The task> Word for word, restate the lines from the start of the data below through the line containing "PR #3630, opened 2024-03-13".
▬▬▬▬▬▬▬▬▬▬
Issue #3399, opened 2023-12-05
refactor(interactive): Refactor the `AbstractArrowFragmentLoader` for better concurrency


zhanglei1949:
Currently, graph loading is done concurrently at the granularity of files. However, there is a significant size difference between files. We should perform concurrency at the granularity of `RecordBatch`.

zhanglei1949:
Also, `ODPSFragment` can refactored to allow parallel stream reading, since it allows splitting table by rows.

zhanglei1949:
Closed since already implemented.

PR #3468, opened 2024-01-03
refactor(interactive): Refactor `AbstractFragmentLoader` for RecordBatch parallelism

zhanglei1949:
Fix issue #3399 

The BulkLoading step can be divided into two part

- Read vertex/edge table from file/ODPS to memory
- Construct graph structures(vertex_map, csr) in memory and save to files

In current implementation, it is hard for us to paralleling graph structure construction. BUT we can accelerate the raw data reading.

TODO: Parallelize graph structure construction.


zhanglei1949:
Closed since the parallel loading will be implemented via other PR.

PR #3532, opened 2024-02-04
fix(k8s): Bump up vineyard to v0.20.3

dashanji:
## What do these changes do?

The PR is to fix the bug caused by the version mismatch of vineyard in the graphscope-dev image.

As:
https://github.com/alibaba/GraphScope/actions/runs/7771225038/job/21192444777
https://github.com/alibaba/GraphScope/actions/runs/7753022954/job/21144025198

Also, the dev image updated.
https://github.com/alibaba/GraphScope/actions/runs/7773830300

### DIFF
--- a/.github/workflows/build-graphscope-wheels-macos.yml
+++ b/.github/workflows/build-graphscope-wheels-macos.yml
@@ -185,7 +185,7 @@ jobs:
       run: |
         . ~/.graphscope_env
         python3 -m pip install libclang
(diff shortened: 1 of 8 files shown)


siyuan0322 (commented):
Don't do this... this vineyard version is fixed within each release

dashanji:
@siyuan0322 Thanks for the advice, I update the dev image manually. Also, the `k8s-test` CI passed, could you please take another look at this?

siyuan0322 (approved):

PR #3630, opened 2024-03-13
fix(interactive): Fix Timeout Bug & Process Results From Pegasus Synchronously

shirly121:
## What do these changes do?
as titled.

## Related issue number

Fixes

PR #3647, opened 2024-03-20
fix(interactive): Fix CI Bug Caused By PR #3630

shirly121:
## What do these changes do?
The issue is caused by PR #3630, which changed the result collection from asynchronous to synchronous. After submitting a request to the client, it is necessary to actively call a request to retrieve the result from the buffer. However, the test chain forgot to add this call, leading to the problem. This PR mainly fix the issue.

## Related issue number

Fixes


zhanglei1949 (approved):
LGTM

siyuan0322 (approved):

PR #3650, opened 2024-03-23
feat(interactive): Enable starting compiler as a subprocess of interactive server

zhanglei1949:
As our `AdminService` is able to switching services between graphs, we should be also able to switch graph on compiler service. For now, we make `GraphServer` a subprocess of `InteractiveServer`.


luoxiaojian (approved):

LiSu (approved):
LGTM

PR #3677, opened 2024-03-28
fix(learning): Fix torch version  to be compatible with gcc8 and python3.7

LiSu:
Fix torch version at 1.13.1 to be compatible with gcc8 and python3.7


lidongze0629 (approved):
LGTM

husimplicity (approved):

PR #407, opened 2026-07-29
Match GHA runs by unique dispatch_id instead of head_sha

nathanjd:
## Summary:
workflow_dispatch doesn't return a run ID synchronously, so runGithubAction
has to poll and guess which run is "ours" afterward. Matching on
head_sha + head_branch is ambiguous when a concurrent or still-running
prior dispatch shares the same ref and SHA (e.g. concurrent
merge-branches builds racing against an unmoved master), which caused
Jenkins build 373960 to watch and report success for the wrong run.

Generate a unique dispatch_id per call and send it as a workflow input;
match the polled run by display_title (which GitHub populates from a
run-name: template) instead. This requires the corresponding Khan/webapp
workflows to declare a dispatch_id input and run-name: template before
this lands, since GitHub rejects undeclared workflow_dispatch inputs.

Dependent on https://github.com/Khan/webapp/pull/41171

Co-Authored-By: Claude Sonnet 5 <noreply@anthropic.com>

Issue: https://khanacademy.atlassian.net/browse/INFRA-11152

Test plan:

As no jobs currently defaults to `USE_GITHUB_BRIDGE=true` at the moment,
it is safe to test each job with `USE_GITHUB_BRIDGE=true` after landing
this.

### DIFF
--- a/vars/runGithubAction.groovy
+++ b/vars/runGithubAction.groovy
@@ -15,14 +15,24 @@ def _githubApiHeaders(String token) {
 //   repo     - GitHub repo, e.g. "Khan/webapp"
 //   workflow - Workflow filename, e.g. "webapp-test.yml"
 //   ref      - Branch name to run the workflow on
-//   headSha  - Resolved SHA for the ref (used to identify the new run)
 //   inputs   - Map of string→string workflow inputs (optional)
 //   token    - a github token, used to perform the workflow_dispatch
 //
-// Dispatches the workflow via the GitHub API, then polls for up to 30s
-// to locate the new run and return its ID.
+// Dispatches the workflow via the GitHub API, tagging the dispatch with a
+// unique dispatch_id input, then polls for up to 30s to locate the new run
+// and return its ID.
 def _dispatch(Map args) {
-    def payload = JsonOutput.toJson([ref: args.ref, inputs: args.inputs ?: [:]])
+    // A unique-per-call ID we can use to unambiguously identify our run once
+    // it's created. workflow_dispatch doesn't return a run ID synchronously,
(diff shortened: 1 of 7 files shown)


vars/runGithubAction.groovy
```diff
@@ -37,20 +47,18 @@ def _dispatch(Map args) {
...
         sleep(3)
         def response = httpRequest(
             customHeaders: _githubApiHeaders(args.token),
             httpMode: "GET",
-            url: "https://api.github.com/repos/${args.repo}/actions/runs?event=workflow_dispatch&per_page=10${shaFilter}")
+            url: "https://api.github.com/repos/${args.repo}/actions/workflows/${args.workflow}/runs?event=workflow_dispatch&per_page=10")
         def runs = new JsonSlurperClassic().parseText(response.content)
         for (run in runs.workflow_runs) {
-            if (run.head_branch == args.ref) {
+            if (run.display_title == dispatchId) {
```
csilvers, line 61: Does this work?  I don't know how display_title is computed, but in https://github.com/Khan/webapp/pull/41171 you do things like:
```
run-name: ${{ inputs.dispatch_id != '' && format('merge-branches {0}', inputs.dispatch_id) || 'merge-branches' }}
```
Is `run-name` what turns into the display-title?  Because it has other text in it besides the dispatch-id.

csilvers (commented):
Again, I don't feel really competent to review this.  If you need me as a reviewer, maybe it'll be easiest to go over it in person next week.

vars/runGithubAction.groovy
nathanjd: Switched to a contains check.

PR #408, opened 2026-08-17
Add ONLY_POST_ON_ERROR to webapp-test, and use it from make-allcheck.

csilvers:
## Summary:
Normally, when running the webapp-test github action, we post to slack
with the results.  But there's been a request to not do so in the
(hopefully!) common case that the nightly "allcheck" run passes.  We
only want to see a message if the allcheck run unexpectedly fails.

In Khan/webapp#41541, I added support for a new `--only-post-on-error`
flag in webapp.  In this PR, I wire that thread through to the
make-allcheck job in jenkins.

Issue: https://khanacademy.slack.com/archives/C0A0EP14K/p1786353644754299

## Test plan:
I ran:
```
groovy jobs/make-allcheck.groovy
```
to check for typos.  But mostly, fingers crossed!


nathanjd (approved):
Looks good. Just remember the workflow needs to be merged before this is so that the GH workflow doesn't throw an "unknown parameter" error.

PR #3773, opened 2021-01-05
Use vendor-provided actions for Chromatic and Percy

BPScott:

`pull_request` builds checkout use a merge commit (of your branch into the base branch's tip) instead of just your branch's tip.

This means that Chromatic / Percy need too be taught about that foible and have them set custom commit information. Rather than doing that ourselves lets use the vendor-provided actions that do that for us.

See https://github.com/percy/storybook-action and https://github.com/chromaui/action

Use Chromatic and Percy actions for their respective steps

### TO TEST

Note that the "Storybook Publish" check that links to the published storybook is now being correctly set.
Note that Percy's PR / base branch info is now being set: https://percy.io/Shopify/polaris-react/builds-next/8256288/unchanged/469473165?browser=chrome&viewLayout=side-by-side&viewMode=new&width=1280 -> Click the "i" icon in the left panel next to the build number

### DIFF
--- a/package.json
+++ b/package.json
@@ -126,7 +126,6 @@
     "babel-preset-shopify": "^21.0.0",
     "chalk": "^2.4.2",
     "change-case": "^3.1.0",
-    "chromatic": "^5.0.0",
     "codecov": "^3.8.1",
     "commander": "^4.1.0",
     "copyfiles": "^2.1.1",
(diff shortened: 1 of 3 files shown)


package.json
```diff
@@ -126,7 +126,6 @@
     "babel-preset-shopify": "^21.0.0",
     "chalk": "^2.4.2",
     "change-case": "^3.1.0",
-    "chromatic": "^5.0.0",
```
BPScott, line 129: No need for chromatic anymore as CI uses its own latest version.

alex-page (approved):

PR #3775, opened 2021-01-05
Improve accessibility HCM mixin to work in other browsers

### LINKED ISSUE #3774: Update ms-high-contrast-outline to work on all browsers
## Issue summary

There is currently a mixin in `_accessibility.scss` used to provide high contrast outlines in Windows environment. It currently uses a media query `@media(-ms-high-contrast: active)`, but this latter only works in Edge and not recommended for production use. Moreover, the colours seem deprecated as well.

More information can be found here:  https://developer.mozilla.org/en-US/docs/Web/CSS/@media/-ms-high-contrast

My suggestion would be to remove the media query and to update the color to `transparent`. 

## Expected behavior

The mixin should work in all browsers that support Microsoft's HCM (Firefox, Edge, IE).

## Actual behavior

The mixin is using a media query that only works in Edge and not recommended for production use. Because of that, extra redundant code is needed to provide an HCM outline in browsers other than Edge.

ben10code:

Fixes #3774

The mixin `ms-high-contrast-mode` in `_accessibility.scss` uses a media query that is non-standard and only supported by Microsoft Edge (version < 18). Alternatively, `forced-colors` media query could be used, but it is not optimal since it requires a beta flag to be manually enabled in Firefox (version > 81). The current color used (windowText) seems to also be deprecated.

The use of just a transparent outline seems to be commonly recommended solution to support a wider range of browsers, without disrupting non-high-contrast environments. 

More information can be found here: 
https://drafts.csswg.org/css-color-4/#deprecated-system-colors (windowText being a deprecated system color)
https://developer.mozilla.org/en-US/docs/Web/CSS/@media/-ms-high-contrast (non-standard media query)

Slack conversations leading up to this PR:
https://shopify.slack.com/archives/C4Y8N30KD/p1607455945447700

### Screenshots

**Non-high-contrast environment (undisturbed)**
image

**Firefox without this PR's changes**
image

**Firefox (same with Edge and IE) with this PR's changes**
image

1. Removes non-standard media query used.
2. Updates color to `transparent` instead of `windowText`, which is deprecated.

### How to 🎩

<details>

```jsx
import React from 'react';
import {Page} from '../src';

  return (
    <Page title="Playground">
    </Page>
  );
}
```

</details>

### 🎩 checklist

### DIFF
--- a/UNRELEASED.md
+++ b/UNRELEASED.md
@@ -40,7 +40,7 @@ Use [the changelog guidelines](https://git.io/polaris-changelog-guidelines) to f
 - Fixed clear button in `TextField` unintentionally closing `Popover` when clicked ([#3688](https://github.com/Shopify/polaris-react/pull/3688))
 - Added focus styles to the clear button in `TextField` ([#3688](https://github.com/Shopify/polaris-react/pull/3688))
 - Increased contrast of navigation text color ([#3742](https://github.com/Shopify/polaris-react/pull/3742))
-- Removed `-ms-high-contrast` media query from `ms-high-contrast-outline` as it is non-standard and updated the outline color from `windowText` to `tranpsarent` ([#3775](https://github.com/Shopify/polaris-react/pull/3775)).
+- Removed `-ms-high-contrast` media query from `ms-high-contrast-outline` as it is non-standard and updated the outline color from `windowText` to `transparent` ([#3775](https://github.com/Shopify/polaris-react/pull/3775)).
 
 ### Documentation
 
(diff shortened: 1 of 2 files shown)


alex-page:
@ben10code this looks good, before I kick it open on my windows PC to test do you have any screenshots you can provide?

alex-page (approved):

UNRELEASED.md
```diff
@@ -40,6 +40,7 @@ Use [the changelog guidelines](https://git.io/polaris-changelog-guidelines) to f
 - Fixed clear button in `TextField` unintentionally closing `Popover` when clicked ([#3688](https://github.com/Shopify/polaris-react/pull/3688))
 - Added focus styles to the clear button in `TextField` ([#3688](https://github.com/Shopify/polaris-react/pull/3688))
 - Increased contrast of navigation text color ([#3742](https://github.com/Shopify/polaris-react/pull/3742))
+- Removed `-ms-high-contrast` media query from `ms-high-contrast-outline` as it is non-standard and updated the outline color from `windowText` to `tranpsarent` ([#3775](https://github.com/Shopify/polaris-react/pull/3775)).
```
kaelig, line 43:
```suggestion
- Removed `-ms-high-contrast` media query from `ms-high-contrast-outline` as it is non-standard and updated the outline color from `windowText` to `transparent` ([#3775](https://github.com/Shopify/polaris-react/pull/3775)).
```

alex-page (approved):

PR #3778, opened 2021-01-05
[WIP] Remove newDesignLanguageColor type and more newDL fallbacks in Spinner and Icon

emmaorhun:

Fixes https://github.com/Shopify/polaris-ux/issues/539
Fixes Shopify/polaris-ux#567

AND in the process of doing so found a bunch of extra bulk to remove, like how the newDesignLanguageColor type was not necessary anymore and removed a lot of the instances where we were manually passing colors around like in the Spinner and Icon component.

*  remove new DL references in the Spinner component
*  remove newDesignLanguageColor type (Spinner color has a constant color set to 'highlight' and we are no longer manually setting or passing colors into Icon)
*  remove newDL tests and anything that was dependant on manual color setting

## 

### How to 🎩

<details>

```jsx
import React from 'react';
import {Page} from '../src';

  return (
    <Page title="Playground">
    </Page>
  );
}
```

</details>

### 🎩 checklist


BPScott:
> we are no longer manually setting or passing colors into Icon)

I don't think that's quite right. I believe we still want to be able to pass color roles into icon.

so `<Icon color="critical" source={Blah} />` and `<Icon color="warning" source={Blah} />` and the other color roles from https://github.com/Shopify/polaris-react/blob/8c31a954ba8a2742d0ea95720f3252015025c394/src/types.ts#L39-L46 are allowed. But we don't want the "old" colors like "red" and "orange" from https://github.com/Shopify/polaris-react/blob/8c31a954ba8a2742d0ea95720f3252015025c394/src/types.ts#L1-L37.

BPScott:
Ref #3769 for an alternative PR for Icon updates. Not sure which of you two are wrangling this

alex-page (approved):

src/types.ts
```diff
@@ -1,42 +1,4 @@
...
-  | 'yellowLighter'
-  | 'yellow'
-  | 'yellowDark'
-  | 'orange'
-  | 'redLighter'
-  | 'red'
-  | 'redDark'
-  | 'purple';
-
-export type NewDesignLanguageColor =
```
BPScott, line 39: For weird legacy never-got-around-to-fixing-it reasons everything in this file is exported publicly. So `Color` remains exported but now has a very different shape. Will that more problems than "Color is no longer exported" from this file?

I'm thinking it might, and it'd be easier to keep this named as `NewDesignLanguageColor`.

src/components/Spinner/Spinner.tsx
```diff
@@ -35,33 +23,14 @@ export interface SpinnerProps {
 
 export function Spinner({
   size = 'large',
-  color = 'teal',
```
BPScott, line 38: Over in https://github.com/Shopify/polaris-react/issues/3487 there was talk of needing colors on a Spinner. Thoughts on keeping this hanging around for the moment?

BPScott (commented):
Gah you merged just before I made comments!

src/types.ts
alex-page: Hey @BPScott I don't want to forget about this. As this is a breaking change I think we should be deprecating `NewDesignLanguageColor`. Should we also make the `Color` export private so it cannot be used externally??

PR #3779, opened 2021-01-06
[Collapsible] Fix animation

kyledurand:

Fixes a bit of animation jank when toggling quickly

## 

### How to 🎩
▬▬▬▬▬▬▬▬▬▬
Answer space>
Issue #3399, opened 2023-12-05
refactor(interactive): Refactor the `AbstractArrowFragmentLoader` for better concurrency


zhanglei1949:
Currently, graph loading is done concurrently at the granularity of files. However, there is a significant size difference between files. We should perform concurrency at the granularity of `RecordBatch`.

zhanglei1949:
Also, `ODPSFragment` can refactored to allow parallel stream reading, since it allows splitting table by rows.

zhanglei1949:
Closed since already implemented.

PR #3468, opened 2024-01-03
refactor(interactive): Refactor `AbstractFragmentLoader` for RecordBatch parallelism

zhanglei1949:
Fix issue #3399 

The BulkLoading step can be divided into two part

- Read vertex/edge table from file/ODPS to memory
- Construct graph structures(vertex_map, csr) in memory and save to files

In current implementation, it is hard for us to paralleling graph structure construction. BUT we can accelerate the raw data reading.

TODO: Parallelize graph structure construction.


zhanglei1949:
Closed since the parallel loading will be implemented via other PR.

PR #3532, opened 2024-02-04
fix(k8s): Bump up vineyard to v0.20.3

dashanji:
## What do these changes do?

The PR is to fix the bug caused by the version mismatch of vineyard in the graphscope-dev image.

As:
https://github.com/alibaba/GraphScope/actions/runs/7771225038/job/21192444777
https://github.com/alibaba/GraphScope/actions/runs/7753022954/job/21144025198

Also, the dev image updated.
https://github.com/alibaba/GraphScope/actions/runs/7773830300

### DIFF
--- a/.github/workflows/build-graphscope-wheels-macos.yml
+++ b/.github/workflows/build-graphscope-wheels-macos.yml
@@ -185,7 +185,7 @@ jobs:
       run: |
         . ~/.graphscope_env
         python3 -m pip install libclang
(diff shortened: 1 of 8 files shown)


siyuan0322 (commented):
Don't do this... this vineyard version is fixed within each release

dashanji:
@siyuan0322 Thanks for the advice, I update the dev image manually. Also, the `k8s-test` CI passed, could you please take another look at this?

siyuan0322 (approved):

PR #3630, opened 2024-03-13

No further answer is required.